David W. Stuart, Professor and Chairman, earned his Ph.D. from the University of California, Los Angeles in 1962. He came to FSU in January, 1962. His current research is in mesoscale observational studies of the meteorology of upwelling regions. Over the last dozen years he has mounted major field programs on three continents, i.e., in Oregon and California, Peru, and Spanish Sahara. These have invloved surface weather stations, meteorological buoys, research vessels, upper air balloons and research aircraft. This research has measured sea surface temperatures, surface winds, and the temperature inversion profiles over the upwelling regions to form an integrated picture of the associated land-sea breeze circulations. He has chaired the department for the past three years during the arrival of four new faculty members and has overseen the acquisition of new space and computer facilities. As he starts his second 3-year term he welcomes one new faculty member (Ruscher), looks forward to further space gains and renovations, plus further development of our radio and T.V. weathercasting program.
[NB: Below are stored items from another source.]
PR #87, opened 2020-06-25
Add a .editorconfig for easy editor configuration for the project

shacknetisp:
Using the format of https://editorconfig.org

Other options could be added, but indention is a big one.


TheAssassin:
It's a good start. They will have to be extended though, once we defined some proper contribution and code guidelines.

Shapiro Receives Commerce Gold Metal

Dr. Melvyn A. Shapiro of the NOAA Environmental Research Laboratories in Boulder, Colorado was recently presented the Department of Commerce Gold Medal, that agency's highest award, by Commerce Secretary C. William Verity in Washington. Shapiro graduated with a Ph.D. in Meteorlogy from FSU in 1969.

Shapiro was recognized for ``profound contributions to the scientific understanding of meteorological phenomena.'' He has been with NOAA's Wave Propagation Laboratory since 1982, focussing his research on observations and computer simulations of large-scale and small scale storm systems, involving extensive use of aircraft to fly around and through severe weather events. He is currently the head of the laboratory's Meteorological Research Group.

This winter Shapiro will serve as a mission scientist with the U.S. Navy's ocean storms program off the East Coast, and in the spring will return to Norway to resume studying near-hurricane-strength storms which develop over the Norwegian Sea.

Earlier this year he was elected a Fellow of the American Meteorological Society, in recognition of his professional accomplishments.